◆ Records from a dataset:
------------------------------

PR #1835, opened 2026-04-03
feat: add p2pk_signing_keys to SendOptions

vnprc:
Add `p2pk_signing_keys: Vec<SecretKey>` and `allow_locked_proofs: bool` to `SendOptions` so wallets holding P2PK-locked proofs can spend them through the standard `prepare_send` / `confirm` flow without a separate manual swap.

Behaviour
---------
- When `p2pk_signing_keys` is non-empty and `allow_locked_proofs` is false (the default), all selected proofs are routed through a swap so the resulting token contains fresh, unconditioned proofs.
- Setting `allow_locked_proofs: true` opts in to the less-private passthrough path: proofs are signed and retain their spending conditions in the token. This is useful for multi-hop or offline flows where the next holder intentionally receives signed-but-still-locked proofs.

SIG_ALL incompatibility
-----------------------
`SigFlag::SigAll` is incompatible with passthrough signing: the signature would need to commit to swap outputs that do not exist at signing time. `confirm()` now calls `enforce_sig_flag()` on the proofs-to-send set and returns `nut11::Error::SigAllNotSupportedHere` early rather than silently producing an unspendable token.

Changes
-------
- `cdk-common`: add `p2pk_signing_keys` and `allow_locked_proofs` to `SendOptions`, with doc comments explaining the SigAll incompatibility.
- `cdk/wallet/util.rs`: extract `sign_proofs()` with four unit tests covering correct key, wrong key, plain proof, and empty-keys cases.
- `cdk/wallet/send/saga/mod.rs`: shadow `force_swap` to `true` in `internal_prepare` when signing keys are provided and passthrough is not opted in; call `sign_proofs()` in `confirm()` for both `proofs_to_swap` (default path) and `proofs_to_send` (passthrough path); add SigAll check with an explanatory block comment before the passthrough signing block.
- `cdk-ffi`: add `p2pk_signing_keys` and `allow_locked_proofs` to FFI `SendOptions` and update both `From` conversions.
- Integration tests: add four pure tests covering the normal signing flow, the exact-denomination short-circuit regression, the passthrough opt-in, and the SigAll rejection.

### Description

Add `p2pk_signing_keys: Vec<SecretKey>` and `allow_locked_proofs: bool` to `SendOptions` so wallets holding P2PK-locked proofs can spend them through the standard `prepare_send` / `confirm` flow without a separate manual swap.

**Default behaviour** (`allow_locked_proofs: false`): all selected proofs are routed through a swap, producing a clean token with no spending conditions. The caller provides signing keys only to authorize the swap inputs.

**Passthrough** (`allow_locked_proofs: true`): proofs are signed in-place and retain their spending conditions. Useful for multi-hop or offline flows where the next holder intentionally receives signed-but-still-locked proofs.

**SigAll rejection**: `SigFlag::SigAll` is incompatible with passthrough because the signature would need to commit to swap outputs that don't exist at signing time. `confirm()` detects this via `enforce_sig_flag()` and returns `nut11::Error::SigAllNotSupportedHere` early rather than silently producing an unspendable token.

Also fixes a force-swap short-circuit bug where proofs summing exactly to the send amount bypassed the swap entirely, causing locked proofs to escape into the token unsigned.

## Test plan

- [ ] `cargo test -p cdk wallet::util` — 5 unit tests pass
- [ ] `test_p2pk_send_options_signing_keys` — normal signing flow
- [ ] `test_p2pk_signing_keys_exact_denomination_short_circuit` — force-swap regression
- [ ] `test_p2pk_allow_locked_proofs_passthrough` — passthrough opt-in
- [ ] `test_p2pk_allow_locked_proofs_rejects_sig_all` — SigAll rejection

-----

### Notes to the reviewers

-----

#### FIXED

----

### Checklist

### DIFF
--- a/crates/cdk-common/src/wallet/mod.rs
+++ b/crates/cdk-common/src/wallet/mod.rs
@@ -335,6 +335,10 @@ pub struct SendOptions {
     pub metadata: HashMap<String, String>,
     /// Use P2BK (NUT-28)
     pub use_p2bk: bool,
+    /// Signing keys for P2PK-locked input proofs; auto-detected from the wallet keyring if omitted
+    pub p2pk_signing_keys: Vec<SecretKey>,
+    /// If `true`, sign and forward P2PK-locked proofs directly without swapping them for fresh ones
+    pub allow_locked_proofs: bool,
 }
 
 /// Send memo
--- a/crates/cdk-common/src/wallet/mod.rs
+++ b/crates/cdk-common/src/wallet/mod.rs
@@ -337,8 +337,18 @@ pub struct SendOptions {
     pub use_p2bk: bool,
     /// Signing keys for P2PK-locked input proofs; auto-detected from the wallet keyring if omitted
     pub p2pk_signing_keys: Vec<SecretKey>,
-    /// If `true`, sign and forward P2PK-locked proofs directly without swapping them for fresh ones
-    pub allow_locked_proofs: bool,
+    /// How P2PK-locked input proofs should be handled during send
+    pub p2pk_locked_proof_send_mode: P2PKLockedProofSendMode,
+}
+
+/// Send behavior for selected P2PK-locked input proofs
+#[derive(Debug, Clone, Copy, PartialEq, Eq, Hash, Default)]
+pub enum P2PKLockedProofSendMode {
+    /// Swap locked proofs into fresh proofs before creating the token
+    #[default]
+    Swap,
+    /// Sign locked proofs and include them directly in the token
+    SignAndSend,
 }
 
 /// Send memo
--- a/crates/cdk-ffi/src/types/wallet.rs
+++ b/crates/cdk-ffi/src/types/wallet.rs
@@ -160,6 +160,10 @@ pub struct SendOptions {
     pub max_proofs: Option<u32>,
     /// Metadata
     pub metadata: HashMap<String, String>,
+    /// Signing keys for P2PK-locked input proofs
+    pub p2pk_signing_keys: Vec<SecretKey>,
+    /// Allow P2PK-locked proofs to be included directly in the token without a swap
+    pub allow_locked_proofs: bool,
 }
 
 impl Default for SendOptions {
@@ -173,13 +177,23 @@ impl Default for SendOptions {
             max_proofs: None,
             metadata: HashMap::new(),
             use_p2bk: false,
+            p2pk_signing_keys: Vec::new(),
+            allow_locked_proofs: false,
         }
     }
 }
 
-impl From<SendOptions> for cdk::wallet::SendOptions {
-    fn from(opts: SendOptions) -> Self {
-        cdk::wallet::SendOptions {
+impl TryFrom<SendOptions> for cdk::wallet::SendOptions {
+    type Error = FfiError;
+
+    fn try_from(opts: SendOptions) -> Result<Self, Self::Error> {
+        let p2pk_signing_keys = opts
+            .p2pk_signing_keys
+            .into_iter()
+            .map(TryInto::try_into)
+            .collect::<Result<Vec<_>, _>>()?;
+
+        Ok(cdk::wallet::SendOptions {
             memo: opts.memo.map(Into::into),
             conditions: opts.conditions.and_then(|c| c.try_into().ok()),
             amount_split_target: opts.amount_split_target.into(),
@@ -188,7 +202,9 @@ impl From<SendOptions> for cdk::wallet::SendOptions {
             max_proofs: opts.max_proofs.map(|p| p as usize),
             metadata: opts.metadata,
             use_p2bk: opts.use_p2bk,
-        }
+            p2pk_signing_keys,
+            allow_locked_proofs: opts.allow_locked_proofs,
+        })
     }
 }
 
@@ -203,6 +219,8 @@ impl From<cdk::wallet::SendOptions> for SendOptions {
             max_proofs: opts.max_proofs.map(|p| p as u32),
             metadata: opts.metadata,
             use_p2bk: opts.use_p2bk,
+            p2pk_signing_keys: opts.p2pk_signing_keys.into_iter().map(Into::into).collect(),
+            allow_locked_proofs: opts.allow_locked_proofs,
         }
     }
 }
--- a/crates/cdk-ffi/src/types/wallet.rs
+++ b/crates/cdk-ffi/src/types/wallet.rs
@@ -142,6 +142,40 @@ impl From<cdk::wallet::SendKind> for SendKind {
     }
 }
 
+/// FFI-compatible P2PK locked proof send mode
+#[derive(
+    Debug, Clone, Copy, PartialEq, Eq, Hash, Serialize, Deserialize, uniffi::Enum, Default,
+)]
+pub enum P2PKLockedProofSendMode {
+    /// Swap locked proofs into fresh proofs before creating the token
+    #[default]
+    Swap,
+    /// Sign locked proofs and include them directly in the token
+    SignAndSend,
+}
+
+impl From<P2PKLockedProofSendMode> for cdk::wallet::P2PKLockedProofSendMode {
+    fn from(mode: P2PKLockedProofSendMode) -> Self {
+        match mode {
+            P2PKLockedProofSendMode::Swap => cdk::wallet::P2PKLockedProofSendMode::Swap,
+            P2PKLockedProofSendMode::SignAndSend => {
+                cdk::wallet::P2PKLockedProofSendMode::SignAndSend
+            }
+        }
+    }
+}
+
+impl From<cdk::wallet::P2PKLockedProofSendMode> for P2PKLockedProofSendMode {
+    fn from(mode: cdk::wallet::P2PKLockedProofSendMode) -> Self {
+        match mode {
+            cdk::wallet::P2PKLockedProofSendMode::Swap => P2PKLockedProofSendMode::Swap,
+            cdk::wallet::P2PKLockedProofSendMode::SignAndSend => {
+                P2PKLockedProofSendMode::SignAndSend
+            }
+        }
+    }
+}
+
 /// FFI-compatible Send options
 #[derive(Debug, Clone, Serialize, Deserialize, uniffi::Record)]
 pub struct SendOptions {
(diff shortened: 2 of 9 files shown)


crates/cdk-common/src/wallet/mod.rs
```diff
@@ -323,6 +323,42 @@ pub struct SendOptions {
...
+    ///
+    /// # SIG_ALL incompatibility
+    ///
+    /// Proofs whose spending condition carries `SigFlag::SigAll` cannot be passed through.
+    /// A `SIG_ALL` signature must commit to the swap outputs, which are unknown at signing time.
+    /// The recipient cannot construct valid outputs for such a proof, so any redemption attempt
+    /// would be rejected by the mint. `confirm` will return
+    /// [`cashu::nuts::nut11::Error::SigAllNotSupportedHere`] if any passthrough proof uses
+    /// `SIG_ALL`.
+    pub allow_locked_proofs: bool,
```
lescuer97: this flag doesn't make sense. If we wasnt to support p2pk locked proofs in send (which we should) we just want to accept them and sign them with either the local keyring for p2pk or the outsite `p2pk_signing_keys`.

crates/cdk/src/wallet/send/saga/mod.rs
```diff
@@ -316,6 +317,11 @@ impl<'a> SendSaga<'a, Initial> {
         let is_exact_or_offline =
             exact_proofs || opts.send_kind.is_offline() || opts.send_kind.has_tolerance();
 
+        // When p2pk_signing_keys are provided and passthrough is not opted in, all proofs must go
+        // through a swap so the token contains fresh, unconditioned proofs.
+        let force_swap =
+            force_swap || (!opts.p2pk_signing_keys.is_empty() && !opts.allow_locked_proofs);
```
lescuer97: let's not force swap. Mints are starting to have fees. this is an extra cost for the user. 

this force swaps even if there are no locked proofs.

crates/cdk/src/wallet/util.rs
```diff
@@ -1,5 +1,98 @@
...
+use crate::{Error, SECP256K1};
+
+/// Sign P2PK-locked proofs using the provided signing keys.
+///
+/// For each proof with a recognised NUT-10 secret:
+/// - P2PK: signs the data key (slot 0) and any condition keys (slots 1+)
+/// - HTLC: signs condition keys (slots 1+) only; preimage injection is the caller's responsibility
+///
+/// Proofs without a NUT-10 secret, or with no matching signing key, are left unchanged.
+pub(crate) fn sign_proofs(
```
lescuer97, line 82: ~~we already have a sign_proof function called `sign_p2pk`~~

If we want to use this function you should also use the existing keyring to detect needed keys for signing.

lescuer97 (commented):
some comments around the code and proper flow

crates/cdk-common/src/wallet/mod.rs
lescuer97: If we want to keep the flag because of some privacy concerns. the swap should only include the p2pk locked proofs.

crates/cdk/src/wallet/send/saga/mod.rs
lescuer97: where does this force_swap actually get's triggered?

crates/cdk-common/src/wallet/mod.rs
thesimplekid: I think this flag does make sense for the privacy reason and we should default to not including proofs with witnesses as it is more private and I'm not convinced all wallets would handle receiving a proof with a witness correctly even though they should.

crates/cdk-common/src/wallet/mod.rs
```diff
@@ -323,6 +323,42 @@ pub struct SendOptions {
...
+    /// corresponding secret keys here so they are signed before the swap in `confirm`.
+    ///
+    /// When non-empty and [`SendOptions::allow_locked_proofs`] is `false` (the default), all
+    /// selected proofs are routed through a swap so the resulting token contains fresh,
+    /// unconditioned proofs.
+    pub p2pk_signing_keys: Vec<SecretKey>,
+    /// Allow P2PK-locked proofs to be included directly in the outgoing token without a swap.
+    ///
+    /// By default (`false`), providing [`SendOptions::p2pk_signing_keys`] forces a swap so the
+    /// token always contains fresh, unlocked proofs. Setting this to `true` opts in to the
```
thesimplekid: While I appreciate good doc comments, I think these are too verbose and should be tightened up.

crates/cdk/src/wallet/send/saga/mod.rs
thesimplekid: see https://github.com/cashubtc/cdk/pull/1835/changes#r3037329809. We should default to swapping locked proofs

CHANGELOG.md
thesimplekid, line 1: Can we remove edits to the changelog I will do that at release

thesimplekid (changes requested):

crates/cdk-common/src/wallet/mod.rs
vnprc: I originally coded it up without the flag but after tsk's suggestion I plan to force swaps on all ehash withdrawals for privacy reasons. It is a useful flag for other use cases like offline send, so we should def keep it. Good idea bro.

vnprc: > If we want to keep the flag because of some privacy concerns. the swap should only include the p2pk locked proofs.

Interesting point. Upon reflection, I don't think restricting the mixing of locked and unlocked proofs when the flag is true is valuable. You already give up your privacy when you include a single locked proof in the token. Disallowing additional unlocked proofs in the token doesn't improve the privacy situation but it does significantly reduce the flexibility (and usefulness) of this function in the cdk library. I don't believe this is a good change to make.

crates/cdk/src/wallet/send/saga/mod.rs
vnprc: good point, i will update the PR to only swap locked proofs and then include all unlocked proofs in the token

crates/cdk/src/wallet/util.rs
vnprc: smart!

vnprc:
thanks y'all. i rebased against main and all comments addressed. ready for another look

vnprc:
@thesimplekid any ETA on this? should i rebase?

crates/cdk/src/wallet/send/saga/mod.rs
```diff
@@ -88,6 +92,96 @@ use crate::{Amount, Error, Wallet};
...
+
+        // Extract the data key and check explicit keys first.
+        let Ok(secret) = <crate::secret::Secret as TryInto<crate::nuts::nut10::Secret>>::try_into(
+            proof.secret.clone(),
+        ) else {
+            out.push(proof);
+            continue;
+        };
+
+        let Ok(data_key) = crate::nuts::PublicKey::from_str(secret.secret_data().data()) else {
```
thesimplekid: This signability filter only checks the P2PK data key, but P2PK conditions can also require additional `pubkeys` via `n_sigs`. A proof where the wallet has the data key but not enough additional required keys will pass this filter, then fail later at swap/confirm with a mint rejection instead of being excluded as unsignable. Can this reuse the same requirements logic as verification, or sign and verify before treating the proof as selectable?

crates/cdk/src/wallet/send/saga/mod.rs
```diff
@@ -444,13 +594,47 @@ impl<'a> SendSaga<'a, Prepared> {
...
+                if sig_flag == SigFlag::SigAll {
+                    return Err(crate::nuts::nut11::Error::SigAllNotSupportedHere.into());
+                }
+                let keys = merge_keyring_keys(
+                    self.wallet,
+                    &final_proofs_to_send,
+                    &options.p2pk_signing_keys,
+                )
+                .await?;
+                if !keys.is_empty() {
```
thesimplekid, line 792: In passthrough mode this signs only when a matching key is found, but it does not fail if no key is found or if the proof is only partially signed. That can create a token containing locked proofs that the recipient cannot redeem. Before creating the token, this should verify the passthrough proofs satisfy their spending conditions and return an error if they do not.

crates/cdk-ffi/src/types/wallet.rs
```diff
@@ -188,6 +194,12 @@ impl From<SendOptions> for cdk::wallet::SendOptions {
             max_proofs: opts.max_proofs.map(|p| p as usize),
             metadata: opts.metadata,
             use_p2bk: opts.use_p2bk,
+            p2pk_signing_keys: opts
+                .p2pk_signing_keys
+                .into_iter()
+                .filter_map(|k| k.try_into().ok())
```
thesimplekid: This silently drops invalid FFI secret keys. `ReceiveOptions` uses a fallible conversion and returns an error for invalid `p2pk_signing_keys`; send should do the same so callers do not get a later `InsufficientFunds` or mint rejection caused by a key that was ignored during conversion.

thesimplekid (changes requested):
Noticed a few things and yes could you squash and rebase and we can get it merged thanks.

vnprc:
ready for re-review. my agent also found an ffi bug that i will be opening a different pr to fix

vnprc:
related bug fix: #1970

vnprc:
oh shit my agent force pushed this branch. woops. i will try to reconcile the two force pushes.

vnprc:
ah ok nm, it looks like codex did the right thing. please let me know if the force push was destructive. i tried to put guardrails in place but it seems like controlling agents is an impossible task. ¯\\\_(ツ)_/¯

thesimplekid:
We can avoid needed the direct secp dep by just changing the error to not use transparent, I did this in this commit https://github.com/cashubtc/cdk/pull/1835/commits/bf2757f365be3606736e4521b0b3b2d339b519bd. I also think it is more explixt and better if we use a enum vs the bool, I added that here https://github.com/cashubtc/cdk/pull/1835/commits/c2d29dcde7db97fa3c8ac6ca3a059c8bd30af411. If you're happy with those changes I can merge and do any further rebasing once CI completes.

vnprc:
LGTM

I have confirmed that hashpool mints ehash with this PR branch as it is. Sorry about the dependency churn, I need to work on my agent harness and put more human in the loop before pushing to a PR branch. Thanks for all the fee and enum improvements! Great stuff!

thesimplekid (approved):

------------------------------

◆ Exercise goal: Find the lines above that hold "auto", then copy each of them.

◆ Answer for this exercise:
+    /// Signing keys for P2PK-locked input proofs; auto-detected from the wallet keyring if omitted
     /// Signing keys for P2PK-locked input proofs; auto-detected from the wallet keyring if omitted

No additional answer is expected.